While cybersecurity experts agree with Albanese, they opined that this advice is not 100% effective deterrence to cyber threats.

“We all have a responsibility,” the Australian prime minister had said. “Simple things: turn your phone off every night for 5 minutes. For people watching this, do that every 24 hours, do it while you’re brushing your teeth or whatever you’re doing.”

Cybersecurity analysts said switching off your phone completely and then turning it on again every 24 hours – or once a week according to the US National Security Agency (NSA) – could deter hackers from stealing your data or monitoring your usage pattern in any way.

They said rebooting your phone frequently removes specific malicious codes that are injected into the phone’s memory, and it forces idle apps that are running in the background to shut down. The daily ritual of shutting down your phone also recalibrates the operating system in a way that frustrates the efforts of criminals on the prowl.

While this effort can be helpful significantly, experts said cyber-terrorists have gone rogue and fully unconventional in their methods.

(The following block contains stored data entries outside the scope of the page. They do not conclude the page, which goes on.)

PR #642, opened 2018-07-25
Support cacheable request errors at execution

sebas5384:
I need to cache error responses at the execution of the GraphQL operation level, for example a QueryProvider which is good for performance to cache using cache-tags.

Using the [GraphQL APQ module](https://github.com/lucasconstantino/drupal-graphql-apq) we notice that the errors like https://github.com/drupal-graphql/graphql/compare/8.x-3.x...TallerWebSolutions:cacheable-request-error?expand=1#diff-d1ec419a8a0948576da054d33fffbc74R285 were cached, which is ok, but there's no way to define a cache-tag or max-age when the QueryProvider fails since there's no query (with the hash) stored yet.

Here's in use: https://github.com/lucasconstantino/drupal-graphql-apq/pull/1

Suggestions on other ways to solve this, would be appreciated :)

### DIFF
--- a/src/GraphQL/Execution/QueryProcessor.php
+++ b/src/GraphQL/Execution/QueryProcessor.php
@@ -9,6 +9,7 @@ use Drupal\Core\Cache\Context\CacheContextsManager;
 use Drupal\Core\Session\AccountProxyInterface;
 use Drupal\graphql\Plugin\SchemaPluginManager;
 use Drupal\graphql\GraphQL\QueryProvider\QueryProviderInterface;
+use Drupal\graphql\GraphQL\Cache\CacheableRequestError;
 use GraphQL\Error\Error;
 use GraphQL\Error\FormattedError;
 use GraphQL\Executor\ExecutionResult;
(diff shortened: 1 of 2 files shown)


sebas5384:
@pmelab @fubhy hey guys! I was wondering if this PR could be a candidate to be approved, because if it is, I could do some tests in order to increase the coverage.

cheers!

fubhy:
Hmmm. When I first read your issue I was actually wondering if we should cache in case of errors at all... On the other hand, this is simply how the graphql engine operatores. Throwing errors and still returning the response is perfectly valid in this domain. 

So yes, we need a way to transport cache metadata with errors.

I think what you are doing here is reasonable and we should pursue it further. Can you add the tests?

sebas5384:
@fubhy great! I'll be working on this next week.

cheers!

src/GraphQL/Execution/QueryProcessor.php
```diff
@@ -275,6 +276,11 @@ protected function executeOperation(PromiseAdapter $adapter, ServerConfig $confi
 
       return $this->executeUncachableOperation($adapter, $config, $params, $document);
     }
+    catch (CacheableRequestError $exception) {
+      return $adapter->createFulfilled(
+        new QueryResult(NULL, [Error::createLocatedError($exception)], [], $exception)
+      );
+    }
     catch (RequestError $exception) {
       return $adapter->createFulfilled(new QueryResult(NULL, [Error::createLocatedError($exception)]));
```
fubhy, line 285: Can you, instead of adding another catch block, just add a ``$exception instanceof CachableMetadataInterace`` check here?

sebas5384: @fubhy oh! sorry I didn't made the tests yet, but I saw this PR was merged.
Why do you think we should have the instanceof check instead of a catch block?

PR #668, opened 2018-09-15
Multilingual redirect handling

peterkeppert:
Fix for #666.

Hi @pmelab , thanks for #666, I agree it is definitely better to do it this way than in standalone module (+ we get the abiltiy to pass http response code to the frontend).

I tested it and works fine also for chained redirects, there is just one outstanding issue. Let's say I am working in multilingual environment and my paths contain language prefix (e.g. /sk/test-redirect). In such case, prefix has to be removed prior to passing path to findMatchingRedirect(), otherwise the function won't return any redirects. Here is the PR with a fix.

Once this is merge, graphql_redirect module can be deprecated.


pmelab:
@peterkeppert Thanks for spotting this!

I think technically we have to run *every* path processor. Something like this:

```php
/** @var \Drupal\Core\PathProcessor\PathProcessorManager $processor */
$processor = \Drupal::service('path_processor_manager');
$processed = $processor->processInbound($args['path'], Request::create($args['path']));

if ($redirect = $redirectRepository->findMatchingRedirect($processed, [], $currentLanguage)) {
...
```

Obviously the processor manager should be injected, but you get the idea.

PR #148, opened 2022-12-15
Tauri zome call signing

matthme:
Before it gets forgotten that I did the launcher part on another branch. This branch contains the tested code-signing `callZomeTransform` for the launcher case. It also sets "crypto: false" in package.json so that bundlers don't try to import the NodeJS built-in "crypto" module.

### DIFF
--- a/.gitignore
+++ b/.gitignore
@@ -4,3 +4,4 @@ target
 node_modules
 /lib
 .tsbuildinfo
+.hc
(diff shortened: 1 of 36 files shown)


matthme:
Replaced with a PR into [refactor/0.1.0-beta-rc.1](https://github.com/holochain/holochain-client-js/tree/refactor/0.1.0-beta-rc.1)

PR #150, opened 2022-12-17
Network info & Launcher zome call signing

matthme:
I'm gonna test this branch now in the launcher and if it does, I'll remove the Draft status.

### DIFF
--- a/.github/workflows/test.yml
+++ b/.github/workflows/test.yml
@@ -44,10 +44,10 @@ jobs:
           key: ${{ runner.os }}-build-${{ env.cache-name }}-${{ hashFiles('Cargo.lock') }}
           restore-keys: ${{ runner.os }}-build-${{ env.cache-name }}-${{ hashFiles('Cargo.lock') }}
 
-      - name: Run all tests
-        id: build-and-test
-        run: nix-shell --run './run-test.sh'
+      # - name: Run all tests
+      #   id: build-and-test
+      #   run: nix-shell --run './run-test.sh'
 
       - name: Setup tmate session if build and test run failed
-        if: steps.build-and-test.outcome == 'failure'
+        # if: steps.build-and-test.outcome == 'failure'
         uses: mxschmitt/action-tmate@v3
--- a/.github/workflows/test.yml
+++ b/.github/workflows/test.yml
@@ -45,4 +45,9 @@ jobs:
           restore-keys: ${{ runner.os }}-build-${{ env.cache-name }}-${{ hashFiles('Cargo.lock') }}
 
       - name: Run all tests
+        id: build-and-test
         run: nix-shell --run './run-test.sh'
+
+      - name: Setup tmate session if build and test run failed
+        if: steps.build-and-test.outcome == 'failure'
+        uses: mxschmitt/action-tmate@v3
--- a/.github/workflows/test.yml
+++ b/.github/workflows/test.yml
@@ -44,10 +44,10 @@ jobs:
           key: ${{ runner.os }}-build-${{ env.cache-name }}-${{ hashFiles('Cargo.lock') }}
           restore-keys: ${{ runner.os }}-build-${{ env.cache-name }}-${{ hashFiles('Cargo.lock') }}
 
-      # - name: Run all tests
-      #   id: build-and-test
-      #   run: nix-shell --run './run-test.sh'
+      - name: Run all tests
+        id: build-and-test
+        run: nix-shell --run './run-test.sh'
 
       - name: Setup tmate session if build and test run failed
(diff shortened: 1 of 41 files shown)


matthme:
I must have made a mistake, it's still supposed to be a draft. I'll comment here once it's tested.

jost-s (approved):

matthme:
Resolved conflicts. I require `CapSecret | null` in `CallZomeRequestUnsigned` for signing in the Launcher (line 153 in [src/api/app/websocket.ts](https://github.com/holochain/holochain-client-js/pull/150/files#diff-1675df576bed96b69c8742fcd29a87eb3cbb14aab4dd4f5686a00fd449f5d357)). Please check that this does not lead to type conflicts in the non-launcher case @jost-s

matthme:
Also switching to moduleResolution "Node" because I get the same error with "Node16" as I got with "NodeNext"

jost-s:
> Resolved conflicts. I require `CapSecret | null` in `CallZomeRequestUnsigned` for signing in the Launcher (line 153 in [src/api/app/websocket.ts](https://github.com/holochain/holochain-client-js/pull/150/files#diff-1675df576bed96b69c8742fcd29a87eb3cbb14aab4dd4f5686a00fd449f5d357)). Please check that this does not lead to type conflicts in the non-launcher case @jost-s

No, it doesn't cause a problem. Does the launcher not return a cap secret for the call?

matthme:
> No, it doesn't cause a problem. Does the launcher not return a cap secret for the call?

You're right. I don't need it anymore, provided that zome calls made in a launcher environment always have cap_secret null. I didn't check that properly, it can actually be removed again.

jost-s:
> You're right. I don't need it anymore, provided that zome calls made in a launcher environment always have cap_secret null. I didn't check that properly, it can actually be removed again.

I'll remove it with the next patch.

jost-s:
Would it be
```ts
interface CallZomeRequestSignedTauri // Tauri requires a number array instead of a Uint8Array
  extends Omit<CallZomeRequestSigned, "cell_id" | "provenance" | "nonce"> {
  cell_id: [TauriByteArray, TauriByteArray];
  provenance: TauriByteArray;
  nonce: TauriByteArray;
  expires_at: number;
}
```
and
```ts
const signedZomeCall: CallZomeRequestSigned = {
  provenance: Uint8Array.from(signedZomeCallTauri.provenance),
  cap_secret: Uint8Array.from(signedZomeCallTauri.cap_secret),
  cell_id: [
    Uint8Array.from(signedZomeCallTauri.cell_id[0]),
    Uint8Array.from(signedZomeCallTauri.cell_id[1]),
  ],
  zome_name: signedZomeCallTauri.zome_name,
  fn_name: signedZomeCallTauri.fn_name,
  payload: Uint8Array.from(signedZomeCallTauri.payload),
  signature: Uint8Array.from(signedZomeCallTauri.signature),
  expires_at: signedZomeCallTauri.expires_at,
  nonce: Uint8Array.from(signedZomeCallTauri.nonce),
};
```
?

matthme:
No, this part can all stay as is. It's just the `| null` option in the `CallZomeRequestUnsigned` interface that I don't need anymore (pinged you on the relevant line).

jost-s:
Right, but if I remove `| null` from that type, `cap_secret` has to be set in the launcher arm of the if statement.
Please submit a small PR =)

matthme:
It already is: https://github.com/holochain/holochain-client-js/blob/77b537d7450e991a3e29614eae32fd97cd50b524/src/api/app/websocket.ts#L204

jost-s:
I mean set to a value, a Uint8Array. Having `CallZomeRequestSigned` with an optional `cap_secret` is misleading if devs want to do their own signing.

matthme:
Oh now I get it, because `CallZomeRequestSigned` extends `CallZomeRequestUnsigned`. Yes but I think then we have to leave it as is because I need to return cap_secret `null` I think. I cannot just come up with a random cap secret if there is none, right?

jost-s:
No, you can't. But I see now, JS calls always have to have a cap secret and Launcher ones will never have one. That's fine as it is then.

matthme:
What I think I forgot in this PR is the possibility that an app sends an already signed zome call in the launcher, so instead of
```
    if (isLauncher) {
```
I think it should be
```
    if (isLauncher && !("signature" in req)) {
```

jost-s:
Okay, I'll weave that in.

jost-s:
here we are
https://github.com/holochain/holochain-client-js/commit/0fd4c7a9d6508507c5908f2652fba6eb120e2dbf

Online criminals have been known to release malware that becomes persistent threats to run without detection in the background of many smartphones.

This spyware can continue to operate without detection even when the apps that launched them have been disabled or deleted, and they can survive when phones are rebooted or shut down for any significant period of time. Shutting down your phone will render the spyware inactive, but they come alive again when the phone starts up because they are designed that way.

This means that there is no harm in implementing PM Albanese’s advice, but phone users may need to do more to fully protect their phones from hackers. These may mean deleting unused or unwanted apps, completely logging out of apps when they are not in use, effectively managing the privacy settings of all apps, frequently clearing your browsing history, setting a PIN code for your SIM card, turning off your location, and setting a strong lock code for your phone screen.